Getting Started With Helix-MCP

HelixDB conveniently has custom MCP endpoints built into it making it easy for AI agents to interface with it. We also provide an MCP server that you can hook right up to any LLM provider you’re using! This guide shows how to run the server, enable tools, and connect from LLM providers and Claude Desktop.

Prerequisites

  • A running HelixDB instance (local or remote)
  • API keys as needed: OPENAI_API_KEY, GEMINI_API_KEY, VOYAGEAI_API_KEY, ANTHROPIC_API_KEY

Setting up HelixDB

Before running the server in Claude Desktop, you also want to make sure that you have an actual running Helix instance.

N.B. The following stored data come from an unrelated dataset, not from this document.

PR #106, opened 2019-07-29
GET-36 Check location eligibility 

cwrw:
jira-ticket: https://dfedigital.atlassian.net/browse/GET-36

* Add location eligibility behind feature flag
* Refactor Geolocation search for cleanup and validations
* Add Form helper, taken from: https://github.com/DFE-Digital/dfe-teachers-payment-service/blob/master/app/helpers/govuk_form_helper.rb

### DIFF
--- a/app/controllers/courses_controller.rb
+++ b/app/controllers/courses_controller.rb
@@ -3,7 +3,7 @@ class CoursesController < ApplicationController
 
   def index
     @search = course_geospatial_search
-    @courses = course_geospatial_search.courses.map { |c| CourseDecorator.new(c) }
+    @courses = @search.valid? ? course_geospatial_search.find_courses.map { |c| CourseDecorator.new(c) } : Course.none
   end
 
   private
--- a/app/controllers/courses_controller.rb
+++ b/app/controllers/courses_controller.rb
@@ -2,8 +2,11 @@ class CoursesController < ApplicationController
   before_action :handle_missing_courses
 
   def index
-    @search = course_geospatial_search
-    @courses = @search.valid? ? course_geospatial_search.find_courses.map { |c| CourseDecorator.new(c) } : Course.none
+    @search = CourseGeospatialSearch.new(
+      postcode: courses_params[:postcode],
+      topic: courses_params[:topic_id]
+    )
+    @courses = @search.find_courses.map { |c| CourseDecorator.new(c) }
   end
 
   private
@@ -14,12 +17,5 @@ class CoursesController < ApplicationController
 
   def courses_params
     params.permit(:postcode, :topic_id)
-  end
-
-  def course_geospatial_search
-    @course_geospatial_search ||= CourseGeospatialSearch.new(
-      postcode: courses_params[:postcode],
-      topic: courses_params[:topic_id]
-    )
   end
 end
--- a/app/controllers/courses_controller.rb
+++ b/app/controllers/courses_controller.rb
@@ -1,17 +1,9 @@
 class CoursesController < ApplicationController
   before_action :handle_missing_courses
 
-  def index # rubocop:disable Metrics/AbcSize
-    @courses = Course.find_courses_near(
-      postcode: courses_params[:postcode],
-      topic: courses_params[:topic_id]
-    ).map { |c| CourseDecorator.new(c) }
-  rescue CourseGeospatialSearch::GeocoderAPIError
-    flash.now[:error] = t('courses.api_down_error')
-    @courses = Course.none
-  rescue CourseGeospatialSearch::InvalidPostcodeError
-    flash.now[:error] = t('courses.invalid_postcode_error')
-    @courses = Course.none
+  def index
+    @search = course_geospatial_search
+    @courses = course_geospatial_search.courses.map { |c| CourseDecorator.new(c) }
   end
 
   private
@@ -22,5 +14,12 @@ class CoursesController < ApplicationController
 
   def courses_params
     params.permit(:postcode, :topic_id)
+  end
+
+  def course_geospatial_search
+    @course_geospatial_search ||= CourseGeospatialSearch.new(
+      postcode: courses_params[:postcode],
+      topic: courses_params[:topic_id]
+    )
   end
 end
--- a/app/controllers/pages_controller.rb
+++ b/app/controllers/pages_controller.rb
@@ -4,11 +4,12 @@ class PagesController < ApplicationController
   end
 
   def location_eligibility
-    protect_feature(:location_eligibility)
-    @search = course_geospatial_search
+    @search = CourseGeospatialSearch.new(
+      postcode: eligibility_params[:postcode]
+    )
 
-    if eligibility_params[:postcode] && @search.valid?
-      course_geospatial_search.find_courses.any? ? (redirect_to task_list_path) : (redirect_to root_path)
+    if eligibility_params[:postcode].present? && @search.valid?
+      @search.find_courses.any? ? redirect_to(task_list_path) : redirect_to(root_path)
     end
   end
 
@@ -16,11 +17,5 @@ class PagesController < ApplicationController
 
   def eligibility_params
     params.permit(:postcode)
-  end
-
-  def course_geospatial_search
-    @course_geospatial_search ||= CourseGeospatialSearch.new(
-      postcode: eligibility_params[:postcode]
-    )
   end
 end
--- a/app/controllers/pages_controller.rb
+++ b/app/controllers/pages_controller.rb
@@ -3,23 +3,24 @@ class PagesController < ApplicationController
     render template: "pages/#{params[:page]}"
   end
 
-  def location_eligibility # rubocop:disable Metrics/AbcSize
+  def location_eligibility
     protect_feature(:location_eligibility)
-    return unless eligibility_params[:postcode]
-
-    courses = Course.find_courses_near(
-      postcode: eligibility_params[:postcode]
-    )
-    courses.any? ? (redirect_to task_list_path) : (redirect_to root_path)
-  rescue CourseGeospatialSearch::GeocoderAPIError
-    flash.now[:error] = t('courses.api_down_error')
-  rescue CourseGeospatialSearch::InvalidPostcodeError
-    flash.now[:error] = t('courses.invalid_postcode_error')
+    if course_geospatial_search.errors.any?
+      @search = course_geospatial_search
+    else
+      course_geospatial_search.courses.any? ? (redirect_to task_list_path) : (redirect_to root_path)
+    end
   end
 
   private
 
   def eligibility_params
     params.permit(:postcode)
+  end
+
+  def course_geospatial_search
+    @course_geospatial_search ||= CourseGeospatialSearch.new(
+      postcode: eligibility_params[:postcode]
+    )
   end
 end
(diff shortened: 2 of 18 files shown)


app/models/course_geospatial_search.rb
```diff
@@ -1,38 +1,46 @@
...
   def coordinates
-    Geocoder.coordinates(uk_postcode)
+    return unless valid_uk_postcode?
+
+    @coordinates ||= Geocoder.coordinates(uk_postcode.to_s)
   rescue SocketError, Timeout::Error, Geocoder::Error => e
     Rails.logger.error("Geocoder API error: #{e.message}")
-    raise GeocoderAPIError
+    errors.add(:postcode, I18n.t('courses.api_down_error'))
+    return # rubocop:disable Style/RedundantReturn
```
cwrw: this is needed for memoization as there is an exception being rescued

spec/features/location_eligibility_spec.rb
```diff
@@ -0,0 +1,90 @@
...
+    )
+
+    visit(location_eligibility_path)
+    fill_in('postcode', with: 'NW6 8ET')
+    find('.govuk-button').click
+
+    expect(page).to have_text(/Enter a real postcode/)
+  end
+
+  xscenario 'User gets relevant messaging if their address coordinates could not be retrieved' do
```
cwrw: keeping this test until we add a page for api down error next ticket

app/models/course_geospatial_search.rb
```diff
@@ -1,38 +1,50 @@
...
+    @coordinates ||= Geocoder.coordinates(uk_postcode.to_s)
   rescue SocketError, Timeout::Error, Geocoder::Error => e
     Rails.logger.error("Geocoder API error: #{e.message}")
     raise GeocoderAPIError
   end
 
-  def courses
-    topic.present? ? Course.where(topic: topic) : Course.all
+  def postcode_exists
+    return unless errors.blank?
```
cwrw: this is so we don't try to run this validation when there is no postcode or it's invalid

app/controllers/courses_controller.rb
```diff
@@ -1,17 +1,9 @@
...
-    ).map { |c| CourseDecorator.new(c) }
-  rescue CourseGeospatialSearch::GeocoderAPIError
-    flash.now[:error] = t('courses.api_down_error')
-    @courses = Course.none
-  rescue CourseGeospatialSearch::InvalidPostcodeError
-    flash.now[:error] = t('courses.invalid_postcode_error')
-    @courses = Course.none
+  def index
+    @search = course_geospatial_search
+    @courses = @search.valid? ? course_geospatial_search.find_courses.map { |c| CourseDecorator.new(c) } : Course.none
```
tavy88: Could we put 

```ruby
course_geospatial_search.find_courses.map { |c| CourseDecorator.new(c) }
```

on a separate private method maybe? It will prevent us from having a horribly long line of code. What do you think?

spec/features/find_training_courses_spec.rb
```diff
@@ -35,10 +35,23 @@
...
+    create(:course, topic: 'maths')
+
+    visit(courses_path(topic_id: 'maths'))
+    fill_in('postcode', with: 'NW6 8ET')
+    find('.search-button-results').click
+
+    expect(page).to have_text(/Enter a real postcode/)
+  end
+
+  xscenario 'User gets relevant messaging if their address coordinates could not be retrieved' do
```
cwrw: kept this test for next ticket which will add a page

app/controllers/pages_controller.rb
```diff
@@ -2,4 +2,25 @@ class PagesController < ApplicationController
   def show
     render template: "pages/#{params[:page]}"
   end
+
+  def location_eligibility
+    protect_feature(:location_eligibility)
```
tavy88: Could this be a `before_action`?

E.g:

```ruby
before_action -> { protect_feature(:location_eligibility) }, only: [ :location_eligibility ]
```

app/controllers/pages_controller.rb
```diff
@@ -2,4 +2,25 @@ class PagesController < ApplicationController
...
+    @search = course_geospatial_search
```
tavy88: I wonder if we can ever have a search that is not a `course_geospatial_search` within this context? Otherwise, we can just use `course_geospatial_search` everywhere, instead? It would spare us from having to assign it to a second instance var.

app/controllers/pages_controller.rb
```diff
@@ -2,4 +2,25 @@ class PagesController < ApplicationController
...
+
+    if eligibility_params[:postcode] && @search.valid?
```
tavy88: Why not use `course_geospatial_search.valid?` here? Why do you need a second instance var `@search`? Also, I think you might want to use 

```ruby
eligibility_params[:postcode].present? 
```
here? You could have `?postcode` in your URL but you are expecting a value I assume.

app/models/course_geospatial_search.rb
```diff
@@ -1,38 +1,50 @@
 class CourseGeospatialSearch
-  InvalidPostcodeError = Class.new(StandardError)
+  include ActiveModel::Validations
```
smoothcontract: I think perhaps a key reason why you were struggling with the validations is that you've just included the validation stuff rather than inheriting from the ActiveModel class. There's a bit more to the error handling with callbacks and things - perhaps that might have made adding validations a little simpler. It's fine to leave it as is now if everything is working as you wish.

app/controllers/pages_controller.rb
smoothcontract: I think I prefer the approach Octavian has used in this PR - maybe the `protect_feature` method was a bad (my) idea. In most cases it's probably better to return a 404 for an unfinished feature rather than arbitrary redirecting. That also means that protecting access is all handled in the routes file rather than spread around controllers i.e. easier to remove later. See: https://github.com/DFE-Digital/get-help-to-retrain/pull/105/files#diff-21497849d8f00507c9c8dcaf6288b136R16

app/controllers/pages_controller.rb
smoothcontract: Does this test still work if `postcode` param is not passed? I'm wondering if it should check `.valid?` or something slightly more thorough?

app/helpers/form_helper.rb
```diff
@@ -0,0 +1,39 @@
...
+
+  private
+
+  def error_id(object_name, attribute)
+    "#{object_name}_#{attribute}-error"
+  end
+
+  def messages(object, attribute)
+    object.errors.messages[attribute].map { |message|
+      content_tag(:span, 'Error:', class: 'govuk-visually-hidden') + ' ' + message
```
tavy88: I think you can use `concat` here to just mutate.

app/controllers/pages_controller.rb
```diff
@@ -2,4 +2,25 @@ class PagesController < ApplicationController
...
+      course_geospatial_search.find_courses.any? ? (redirect_to task_list_path) : (redirect_to root_path)
```
smoothcontract: I find this bracket arrangement slightly strange - is rubocop happy with this? Would be more conventional to write as:

```ruby
course_geospatial_search.find_courses.any? ? redirect_to(task_list_path) : redirect_to(root_path)
```

smoothcontract: Maybe it's just a preference thing...

app/helpers/form_helper.rb
```diff
@@ -0,0 +1,39 @@
+module FormHelper
```
smoothcontract: Nice, thanks for adding this - will be good to reuse for other forms 👍

app/views/courses/index.html.erb
```diff
@@ -16,18 +16,14 @@
...
             Postcode
           </label>
-          <% if flash.now[:error] %>
-            <span id="national-insurance-number-error" class="govuk-error-message">
-              <span class="govuk-visually-hidden">Error:</span> <%= flash.now[:error] %>
-            </span>
-          <% end %>
-          <%= text_field_tag(:postcode, params[:postcode], class: "search-input govuk-input govuk-!-width-one-half #{'govuk-input--error' if flash.now[:error]}", required: true) %>
+          <%= errors_tag @search, :postcode %>
+          <%= text_field_tag(:postcode, params[:postcode], class: css_classes_for_input(@search, :postcode, "search-input govuk-input govuk-!-width-one-half"), required: true) %>
```
smoothcontract: This is fine for now, perhaps in time the new helpers could be refactored into a custom form builder instead.

app/controllers/pages_controller.rb
cwrw: I think its ok to keep it in here as we're only using it for one method, when we have more methods we can move it out

app/views/home/index.html.erb
```diff
@@ -4,7 +4,7 @@
   <div class="govuk-grid-column-two-thirds">
     <h1 class="govuk-heading-xl"><%= t('.title') %></h1>
     <p class="govuk-body">Use this service to find out what other jobs you can do with your current skills. You can also find out how to get new skills that could help you find a better job.</p>
-    <%= link_to 'Start now', task_list_path, class: 'govuk-button govuk-button--start govuk-!-margin-top-2 govuk-!-margin-bottom-8', role: 'button' %>
+    <%= link_to 'Start now', location_eligibility_path, class: 'govuk-button govuk-button--start govuk-!-margin-top-2 govuk-!-margin-bottom-8', role: 'button' %>
```
smoothcontract: I think this should be feature flagged, otherwise users will go via the new page through a redirect to the task list page (I mentioned previously that the new page should be feature flagged in the routes file too). I guess either approach works, but the extra redirect via an incomplete feature (and the link url not representing the final destination) is not ideal. e.g. https://github.com/DFE-Digital/get-help-to-retrain/pull/105/files#diff-aac4c77d3ee690c9b3d57146c170ae22R56

app/helpers/form_helper.rb
cwrw: I think this is ok as both are interchangeable, we're not doing any large processes so performance should be the same

app/models/course_geospatial_search.rb
cwrw: I'm not sure `ActiveModel` would have helped in this case, as there would have been the same issues as before regarding validations, especially when they are called etc. But happy to hear some about improvements it could add and will amend otherwise

app/views/courses/index.html.erb
cwrw: There is a gov uk form builder gem https://github.com/ministryofjustice/govuk_elements_form_builder and similar like it, felt overkill for now but we could add it later

app/controllers/pages_controller.rb
cwrw: Let's discuss tomorrow, as not really sold on this one.

app/models/course_geospatial_search.rb
smoothcontract: That's fine, nothing needs to change but I was thinking the validation behaviour might have been more consistent with other models if inheriting from the entire class rather than mixing in just one module. It's working now so can stay as is.

app/views/courses/index.html.erb
smoothcontract: cool, something to consider later anyway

See our installation guide for that.

Run the MCP Server

from helix.client import Client
from helix.mcp import MCPServer

client = Client(local=True)
mcp = MCPServer("helix-mcp", client)
mcp.run() # runs on http://localhost:8000/mcp/
ToolConfig is used to enable/disable tools.
from helix.mcp import ToolConfig

# Disable search_keyword tool
tool_config = ToolConfig(search_keyword=False)
mcp = MCPServer("helix-mcp", client, tool_config=tool_config)
Embedder is used to embed text into a vector.
from helix.embedding.openai_client import OpenAIEmbedder
embedder = OpenAIEmbedder()
mcp = MCPServer("helix-mcp", client, embedder=embedder)

MCP Tools

  • Session: init, next, collect, reset
  • Traversal: n_from_type, e_from_type, out_step, out_e_step, in_step, in_e_step
  • Filter: filter_items
  • Search: search_vector (needs embedder), search_vector_text (in-house embedding), search_keyword (BM25)
For more information about the MCP tools, see our MCP Guide.

Enable MCP in Your LLM Provider

OpenAI:
from helix.providers.openai_client import OpenAIProvider
llm = OpenAIProvider(name="openai-llm", instructions="You are helpful...", model="gpt-5-nano", history=True)
llm.enable_mcps("helix-mcp") # defaults to http://localhost:8000/mcp/
Gemini:
from helix.providers.gemini_client import GeminiProvider
llm = GeminiProvider(model="gemini-2.5-flash", history=True)
llm.enable_mcps("helix-mcp") # defaults to http://localhost:8000/mcp/
Anthropic:
from helix.providers.anthropic_client import AnthropicProvider
llm = AnthropicProvider(model="claude-3-5-haiku-20241022", history=True)
llm.enable_mcps("helix-mcp", url="https://your-remote-mcp.example.com/mcp/")
Anthropic does not support local MCP servers with streamable-http. You must use a URL-based MCP server.

Use With Claude Desktop

  1. Get the server script:
curl -O https://raw.githubusercontent.com/HelixDB/helix-py/refs/heads/main/apps/mcp_server.py
  1. Create a uv project and install:
uv init project
cp mcp_server.py project
cd project
uv venv && source .venv/bin/activate
uv add helix-py
  1. Add your embedder to the server script:
from helix.embedding.openai_client import OpenAIEmbedder
embedder = OpenAIEmbedder()
mcp_server = MCPServer("helix-mcp", client, embedder=embedder)
  1. Configure Claude Desktop (macOS path shown):
{
  "mcpServers": {
    "helix-mcp": {
      "command": "uv",
      "args": [
        "--directory",
        "/absolute/path/to/project",
        "run",
        "mcp_server.py"
      ]
    }
  }
}
Don’t forget to adjust the path to your mcp_server.py in the snippet!